In past decade, a novel inhibitor (referred to as KGP94) was discovered and developed as an inhibitor of human cathepsin L with high activity (IC₅₀ = 131.4 nM) and lower cytotoxicity (GI₅₀ = 26.9 µM) against various human cell lines (Fig. 1) [21], [22], [23]. KGP94 is a selective inhibitor of the cathepsin L toward human type I collagen that is currently in preclinical development for the treatment of metastatic cancer.[25] Previous studies have reported that the lead compound also has a potential application in the treatment of Chagas’ disease (also known as American Trypanosomiasis).[40] The title compound 1 is an attractive lead, structurally comprises a benzophenone thiosemicarbazone system substituted with one m-bromo and hydroxyl group on two opposite aromatic rings [21], [22], [23], [24], [25], [26], [27], [28], [29]. Mechanistically, the thiol group of this inhibitor forms an important reversible and transient covalent bond with the thiolate moiety of the enzyme active site Cys25, and it has been proved by molecular modelling studies[27], [30], [31], [32]. As a result of their potent inhibition, lower cytotoxicity, and attentive mechanism of action, the compound has attracted considerable attention in preclinical studies.[41]

Thus, to support further preclinical studies with this candidate, two synthetic methods have been reported [21], [22]. The previously used synthetic routes of KGP94 are shown in Scheme 1, Scheme 2. The first one, developed in a medicinal chemistry background, led to the milligram-scale, and allowed the in-vitro assessment of KGP94 in inhibitory activity. This initial route consisted of 6 steps from two commercially available materials and resulted in an overall yield of 14.6%. Inconveniently, the product obtained by this method resulted in the inseparable trace impurities (replacement of bromo with hydrogen atom in halogen-metal exchange reaction), due to the use of excess amount of magnesium metal in Grignard preparation. (Scheme 1). To reduce the impurities and enhance the yield as well as purity of the lead compound, it was later optimized by Parker et al. in 2017 (Scheme 2) consisting of 5 steps with an overall yield of 50.0%. The method was also disclosed in a patented process by the same research group [23]. The two synthetic routes described the cross-coupling as the key step. After oxidation, condensation, and deprotection, KGP94 (I) was finally obtained.

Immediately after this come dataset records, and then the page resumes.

Issue #1063, opened 2024-11-12
Implement all Identity Providers 


afsalthaj:
This ticket ensures we can seamlessly add more identity providers into the existing code base.
We will get a clear picture of whether this is achievable 

Only by the end of this ticket, OSS users will really get to use the feature of authentication for its first version. Until then the code may be quite internal and can be tried out internally.

This should be done once the following tickets is finished. 

1. https://github.com/golemcloud/golem/issues/1060
2. https://github.com/golemcloud/golem/issues/1061
3. https://github.com/golemcloud/golem/issues/1062

The idea is here to get the use case running such that we have a breathing space to get the design right. By the time design is right and reliable, users get to really use this feature.

Issue #1062, opened 2024-11-12
Try integrate the workflow as part of Middlewares in API Gateway


afsalthaj:
This work is mainly making the previous steps production grade for Github Identity Provider (as an example)
This can be part of https://github.com/golemcloud/golem/issues/1060, however, making a general workflow working with 1060 (probably in a branch) doesn't necessarily production grade code design. However with this ticket, we are making the workflow production grade.

Probably we will see some hiccups (from a code level perspective/design perspective) to include this seamlessly with a middlewares.

Issue #1061, opened 2024-11-12
Make sure the authentication workflow works with the standard OpenAPI spec


afsalthaj:
Once #1060  is done, decide the configuration setup.  The above workflow will be slightly different in terms of its configuration set up compared to making a normal application work with the workflow, especially configuring the redirections. Setting up the workflow is quite flexible in normal applications, and that may not be the case when it comes to API Gateway, especially the redirections. Note that user is not writing any code using Rib or injecting logic within a component. This would imply most of the heavy lifting is done within the OpenAPI spec.

The bare minimum that we expect is the following:https://swagger.io/docs/specification/v3_0/authentication/oauth2/
Here we can either map the name of the security scheme (instead of being arbitrary) to an actual name that's registered with the golem application, where the scheme is owned by a project

It's a very good idea to try this out with  Github.

```

# Step 1 - define the security scheme
components:
  securitySchemes:
    oAuthSample:    # <---- arbitrary name
      type: oauth2
      description: This API uses OAuth 2 with the implicit grant flow. [More info](https://api.example.com/docs/auth)
      flows:
        implicit:   # <---- OAuth flow(authorizationCode, implicit, password or clientCredentials)
          authorizationUrl: https://api.example.com/oauth2/authorize
          scopes:
            read_pets: read your pets
            write_pets: modify pets in your account

# Step 2 - apply security globally...
security:
  - oAuthSample:
    - write_pets
    - read_pets

# ... or to individual operations
paths:
  /pets:
    patch:
      summary: Add a new pet
      security:
        - oAuthSample:
          - write_pets
          - read_pets
      ...
```

The purpose of this ticket, is to ensure #1060  works with a proper OpenAPI spec. With #1060, in OSS version, you may need a dictionary of security schemes with no references to project while in cloud, this scheme is owned per project. 

The callback auth URL is part of the OAuth2 app settings in Github, as an example, and this would imply these need to be stored in Golem as part of the details of the security scheme

<img width="681" alt="image" src="https://github.com/user-attachments/assets/cbd0e7b7-225a-49e5-a3e7-f36cc4a5b408">

Issue #1060, opened 2024-11-11
Introduce Github identity provider implementation in API Gateway - with a workflow that works


afsalthaj:
This should be dead simple and can be done in the following

*Let's say user specified the security scheme and registered with `golem` under a project.  For this task, let's assume this is done already and security scheme is already available for a particular in GitHub.  In OSS, this security scheme can be a table not owned by any domain such aa project. This assumption implies, we will have a single security scheme stored in the table.
* From the perspective of API Gateway, when a user hits a configured secured endpoint, it understands that it is a secured endpoint probably because its gateway binding is configured with security scheme middleware. Before it goes on and evaluate the rib (hitting the worker), it checks if the request has an active session or access token, and if so go on with serving the request. If not the API Gateway redirects the user to GitHub for authentication, and in the request URL, it includes a state parameter that holds information about the original API endpoint they wanted to access.
* User authenticate themselves with the GitHub. and GitHub redirects to a dedicated API Gateway endpoint with the state parameter included in the query string.
* API Gateway now needs to exchange authorization code for an access token,  and once it receives, it stores this information into the session and the redirects back to the original URL, and this time, the sessions will be active, and it goes on and execute the rib script with the details in the session passed along with the other inputs to rib.

This basic workflow is the first step to implementing worker authentication

PR #1067, opened 2024-11-16
Add gateway authentication

afsalthaj:
Add worker gateway authentication resolving. Please excuse the verbose PR description, but I request you to go through it before reviewing code.

#1061 
#1062 
#1063 
#1064  
#1060 
#1065

As part of these tickets, there are some important changes done here - mainly focussing on user experience with authentication, CORS and similar middleware(s)  in API gateway, that can be very difficult to fix in future if not taken care now. 

## Notes on OpenAPI

This was also a learning as to how much we can keep up with the real OpenAPI spec.  The native API definition (user-facing part) is now mostly inspired from OpenAPI spec itself. 

1) API Gateway is powerful enough, that you don't need all the details required in OpenAPI spec all the time. Trying to add them to align strongly with OpenAPI spec can be really confusing. Example:  There is no need of `openIdConnectUrl` which is part of the OpenAPI spec - just the security scheme id is enough. The reasoning here is, not many API gateways really support this level of authentication as far as I see. While OpenAPI spec is designed and geared to be part of the actual application and not the gateway. Another example is, there is no clear path on how to setup cors in a standard OpenAPI spec - while it is aware of some headers, but not entirely. 

2) API Gateway doesn't have all of the features that an advanced OpenAPI spec may refer to. However, by the time we support the major ones (which we are already in progress with), we will end up having the above situation. Example: We support only OpenID based authentication, while OpenAPI can list a set of securities to be applied. I haven't done the sequential application of security yet. Supporting a list right now can only confuse developers.  

## Hints on what's in PR
* `HttpApiDefinitionRequest` (user facing internal API  definition structure which is formed either through direct native-api-definition upload or OpenAPI import). As an example, this will have concise information about security (there is more to it, which is further explained below)
* Explicit [Transformation Layer](https://github.com/golemcloud/golem/tree/add_gateway_auth/golem-worker-service-base/src/gateway_api_definition_transformer) which makes extra routes, extra middlewares etc based on the user request to form the core internal `HttpApiDefinition` (explained below). Transformations are idempotent.
* `HttpApiDefinition` . This will have detailed information about security, added auth call back endpoints based on the redirect-url of user's security scheme with Google (as an example), cors-header-additions based on preflight endpoints etc.
* `CompiledHttpApiDefinition`(not much change here except compiler driven changes). This is HttpApiDefinition itself, but with pre compiled rib, input type information for each Rib used (worker name and response mapping)
* `HttpApiDefinitionResponse` - This is user facing response (unexposed byte code, unexposed identity provider metadata, unexposed secrets etc). There is an extra HttpApiDefinitionRequestData which is almost 1-1 with HttpApiDefinitionRequest, however, I didn't focus on fixing this. Duplicate data came into existence for some reason, but such details can be dealt later, as this is not affecting user's hot path.
* Security Scheme Create and Get. Delete and Update has implications and I would want to do this later.
* Session Store mainly to correlate requests that went through multiple redirections as part of authentication. Currently a a redis also backed by a simple in-memory structure backed by existing cache mechanisms withe eviction policies. Currently session store is mainly for authentication, so I used the original state information (a random value) produced by the openidconnect crate
* Session management are skipped for requests that doesn't require it. i.e, only those requests that goes through a auth middleware becomes aware of the need of the session information, and the response from middleware will have a session id, which is later used to lookup the [auth details which gets fed to rib input](https://github.com/golemcloud/golem/blob/add_gateway_auth/golem-worker-service-base/tests/api_gateway_end_to_end_tests.rs#L473). If requests don't go through this middleware, this sessionId is always a `None`. It can be `None` for certain other cases too such as if the middleware results in `Unauthorized` response or a `redirect` response.
* Auth call back static endpoint - this is part of static binding which was introduced as part of cors
* MiddlewareIn and MiddlewareOut. Authentication Middleware has and instance of MiddlewareIn (inspecting request) and Cors has an instance of MiddlewareOut (transforming response)
* Authentication Middleware implementation. If the request doesn't have tokens (id token or access token, i.e, unauthenticated calls), then it sends a redirect response back to identity provider. Similarly, if the session was expired, it sends a redirect response. If the signature is mismatched, it is unauthorized response rather than redirect. 
* [IdentityProvider trait ](https://github.com/golemcloud/golem/blob/add_gateway_auth/golem-worker-service-base/src/gateway_security/identity_provider.rs) implementations. There Is a default implementation and it's reused for various providers. The identity provider trait is focussed on easier testing:
* Explicit Tests: [Signature Mismatch](https://github.com/golemcloud/golem/blob/add_gateway_auth/golem-worker-service-base/tests/api_gateway_end_to_end_tests.rs#L140), [Expired Tokens](https://github.com/golemcloud/golem/blob/add_gateway_auth/golem-worker-service-base/tests/api_gateway_end_to_end_tests.rs#L356), [Expired Session](https://github.com/golemcloud/golem/blob/add_gateway_auth/golem-worker-service-base/tests/api_gateway_end_to_end_tests.rs#L245) and actual [Successful authentication](https://github.com/golemcloud/golem/blob/add_gateway_auth/golem-worker-service-base/tests/api_gateway_end_to_end_tests.rs#L462). This includes redirect flows, and this was a time killer however, making it work will allow escape weeks of debugging in future.
* The generics such as `ToResponse<R>` was hindering development to a great extent and it only got worse in last couple of days, so I made it explicit for `Http` last day. Basically the workflow is much more easier to understand now. History: This was mainly done to reuse the workflow (resolve the binding and execute the binding while handling middlewares etc) between different protocols long time back, however, it was giving more pain than needed. We will figure out how other protocols can be incorporated later. It's not a concern of this PR. In other words, `gateway_input_executor` is changed to [gateway_http_input_executor](https://github.com/golemcloud/golem/blob/add_gateway_auth/golem-worker-service-base/src/gateway_execution/gateway_http_input_executor.rs)
* I haven't given much love to golem-cli part yet, but works for adding a security scheme and use it in API definition. This is more of mechanical work, and we can keep improving
* I tried to fix a few clones that happens at hot path. But I am hesitant to do it  in a hurry (I tried, and it resulted in some changes that I am not convinced of yet). We are aware of it, and I raised this [ticket](https://github.com/golemcloud/golem/issues/1088)

## Experimental in nature

Being able to tag a security which is a one-liner in configuration (OpenAPI as well as native API definition), and then specify things like `request.auth.email` in a Rib script makes the whole workflow production grade. That is, not anyone can simply invoke a worker even in a publicly exposed API.

The changes done are still experimental as there are numerous possibilities of configurations and usage of these features. It' less ROI  to go through all of those possibilities in the first attempt, and therefore the PR is more of getting _one_ thing right with focus on extensibility, and not focussing much on minor details which can be added/fixed based on testing in coming weeks. Example: Adding cookies is just inlined straight away for the auth call back responses - we are not making it configurable and complicating it further - because we don't know if this is worth it yet. 

I took an extra week for this work, but I strongly believe the details figured out are worth it, and offloading them to future would result in weeks of downtime.


golem-worker-service-base/src/api/common.rs
```diff
@@ -25,7 +24,7 @@ pub struct MessagesErrorsBody {
 
 #[derive(Clone, Debug, Object)]
 pub struct ValidationErrorsBody {
-    errors: Vec<RouteValidationError>,
```
afsalthaj, line 28: This was giving more pain and less reliability than it looks like.

golem-worker-service-base/src/gateway_execution/gateway_binding_executor.rs
```diff
@@ -138,50 +166,167 @@ impl<N> DefaultGatewayBindingExecutor<N> {
...
+            Err(err) => {
+                Some(err.to_response_from_safe_display(|_| StatusCode::INTERNAL_SERVER_ERROR))
+            }
+        }
+    }
 }
 
 #[async_trait]
-impl<N: Send + Sync, R: Debug + Send + Sync> GatewayBindingExecutor<N, R>
+impl<N: Send + Sync + Clone, R: Debug + Send + Sync> GatewayBindingExecutor<N, R>
```
vigoo, line 244: Please don't use single letter type parameters - it is completely unreadable (for me). Let's stick to the verbose ones as before

afsalthaj: Done, fixed :+1
Thanks for spotting it

vigoo:
First question, just based on the PR description. You mention:

> Session Store mainly to correlate requests that went through multiple redirections as part of authentication. Currently a simple in-memory structure with an eviction policy. 

How does this work with multiple load-balanced worker service nodes (which is the normal way to set up a real golem cluster)?

afsalthaj:
Yes. Absolutely. As I mentioned in the PR description the plan is to add redis backend. Happy to push that into the current PR. Just stopped committing once the tests becoming green after fixing other corner cases.

golem-worker-service-base/src/api/register_api_definition_api.rs
```diff
@@ -239,15 +423,15 @@ pub struct MiddlewareData {
 #[oai(rename_all = "camelCase")]
 pub struct GatewayBindingWithTypeInfo {
```
mschuwalow, line 424: I think we should consider making this guy an enum when we can break backwards compatibility next time

golem-worker-service-base/src/gateway_api_definition/http/http_api_definition.rs
```diff
@@ -50,26 +49,114 @@ pub struct HttpApiDefinition {
...
+            .collect()
+    }
+
+    pub async fn from_http_api_definition_request<Namespace>(
+        namespace: &Namespace,
         request: HttpApiDefinitionRequest,
         created_at: chrono::DateTime<chrono::Utc>,
-    ) -> Self {
-        HttpApiDefinition {
+        security_scheme_service: &Arc<dyn SecuritySchemeService<Namespace> + Send + Sync>,
```
mschuwalow, line 76: Personal opinion, but I don't like passing in services as part of data constructors. At the use-site it will look like the service will become part of the struct, which is not at all what is actually happening.

I think either a top-level function or a method on the SecuritySchemeService would look better here

golem-worker-service-base/src/gateway_api_definition_transformer/mod.rs
```diff
@@ -0,0 +1,36 @@
+use crate::gateway_api_definition::http::HttpApiDefinition;
+pub use api_definition_transformer::*;
+pub use auth_transformer::*;
+pub use cors_transformer::*;
+
+mod api_definition_transformer;
+mod auth_transformer;
+mod cors_transformer;
+
+pub fn auth_transformer() -> Box<dyn ApiDefinitionTransformer> {
```
mschuwalow, line 10: Let's maybe get rid of the trait and just use plain functions here? Looks like this  is not extensible anyway

golem-worker-service-base/src/gateway_binding/mod.rs
```diff
@@ -37,17 +37,25 @@ mod worker_binding_compiled;
 pub enum GatewayBinding {
     Default(WorkerBinding),
     FileServer(WorkerBinding),
-    Static(StaticBinding),
+    Static(Box<StaticBinding>),
```
mschuwalow, line 40: Why do we need the box here?

golem-worker-service-base/src/gateway_execution/gateway_session.rs
```diff
@@ -0,0 +1,225 @@
...
+
+        // Start the eviction task in the background
+        tokio::spawn(async move {
+            let session = InMemoryGatewaySession {
+                data: data_clone,
+                eviction_strategy: eviction_strategy_clone,
+            };
+
+            session.start_eviction_task().await;
+        });
```
mschuwalow, line 135:
```suggestion
        }.in_current_span());
```

golem-worker-service-base/src/gateway_execution/gateway_session.rs
```diff
@@ -0,0 +1,225 @@
...
+impl Default for SessionData {
+    fn default() -> Self {
+        SessionData {
+            value: HashMap::new(),
+            created_at: Instant::now(),
+        }
+    }
+}
+
+pub struct InMemoryGatewaySession {
```
mschuwalow, line 97: I don't believe there is ever a reason to have an in-memory version of this. Let's build this directly on top of the key-value store (and add a ttl there)

golem-worker-service-base/src/gateway_middleware/middleware_in.rs
```diff
@@ -0,0 +1,63 @@
...
+// limitations under the License.
+
+use crate::gateway_execution::gateway_http_input_executor::GatewayHttpInput;
+use crate::gateway_execution::gateway_session::SessionId;
+use crate::gateway_middleware::HttpAuthenticationMiddleware;
+use async_trait::async_trait;
+use golem_common::SafeDisplay;
+
+#[async_trait]
+pub trait HttpMiddlewareIn<Namespace> {
```
mschuwalow, line 22: can we replace this with a normal function? Doesn't look like this needs to be extensible

golem-worker-service-base/src/gateway_middleware/middleware_out.rs
```diff
@@ -0,0 +1,60 @@
...
+// While some middlewares are  specific to `MiddlewareIn` other are specific to `MiddlewareOut`.
+// This ensures orthogonality in middleware usages, such that, at type level, we distinguish whether it is
+// used only to process input (of api gateway) or used only to manipulate the output (of probably rib evaluation result)
+// These middlewares are protocol-independent. It's input `GatewayRequestDetails`,
+// with is an enum of different types (protocols) of input the protocol type.
+// An `enum` over type parameter is used merely for simplicity.
+// The middleware decides which protocol out of `GatewayRequestDetails` to process.
+// This approach centralizes middleware management, and easy to add new middlewares without worrying about protocols.
+#[async_trait]
+pub trait HttpMiddlewareOut<Response> {
```
mschuwalow, line 30: same

mschuwalow (commented):
will continue tomorrow

golem-worker-service-base/src/gateway_execution/gateway_session.rs
afsalthaj: Removed but not committed yet

golem-worker-service-base/src/gateway_api_definition/http/http_api_definition.rs
afsalthaj: Hmmm. I think it's debatable. A top level function is not easily observable. 
`HtttpApidefinition::from...` is easily seen, and it indicates, to construct it we will need to pass a function that talks about how to get the full scheme given an identifier. I don't see it as a service, but as a higher order function.

golem-worker-service-base/src/gateway_binding/mod.rs
afsalthaj: Clippy.

afsalthaj: Due to size it holds. So basically clippy driven change.

golem-worker-service-base/src/gateway_execution/gateway_session.rs
afsalthaj: We should have a in-memory session (sort of acting as a cache) on top of real kv store

golem-worker-service-base/src/gateway_middleware/middleware_in.rs
afsalthaj: We have a lot of middlewares. and  the `in` and `out` middlewares are clearly distinguishable with this approach. And the next developers don't need to think where to place how to process a middleware type. It's grouped into 1 single place

golem-worker-service-base/Cargo.toml
```diff
@@ -44,6 +44,7 @@ lazy_static = { workspace = true }
 mime_guess = "2.0.5"
 nom = { workspace = true }
 openapiv3 = { workspace = true }
+openidconnect = "3.5.0"
```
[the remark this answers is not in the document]
afsalthaj: Why? Any other services using it?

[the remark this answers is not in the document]
mschuwalow: for consistency. It should also make it easier to avoid having more than one version of the dependency around, which should help with compile times.

afsalthaj:
@mschuwalow  Tried to resolve many of your comments thanks for the review. Transformers are top level functions and so for middleware in and out (initially I had troubles, propagation of some history there, but fixed it). I think these are useful comments.

I would prefer doing the rest (if any later), especially IdentityProvider. Initially provider is a trait, but not each one of them. Initially they were in the commit history, and later to moved to a single IdentityProvider implementation. If we have diverging implementations we can consider it as each provider as a trait. Or we can think about it later

golem-worker-service-base/Cargo.toml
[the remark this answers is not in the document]
vigoo: Previously I was "guarding" and cleaning up our repo several times by manually checking if there is any dependencies that are shared and moving them to the workspace level, thinking that it's nice to see what dependencies are shared and what not (keeping them in the inner cargo files). But I no longer really believe this worth the effort so I'm ok if we move all dependencies to the workspace if there are no other known side effects of that (I don't know any).

golem-worker-service-base/src/api/register_api_definition_api.rs
afsalthaj: User facing response site, and I didn't want to bother too much about it.
Anything core logic that's done internally is type safe and its in enums as far as I believe.

jdegoes (approved):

However, the major limitations were encountered with these two routes, including synthesis of coupling materials, usage of hazardous reagents, long sequence of steps, uncontrolled impurities, tedious synthetic procedures, lack of an alternative route and poor overall yields.

These problems forced us to redesign the synthesis to provide an optimal route, to lead compound. Herein, we present our attempts for the development of an efficient synthetic route with concise steps and increased overall yield.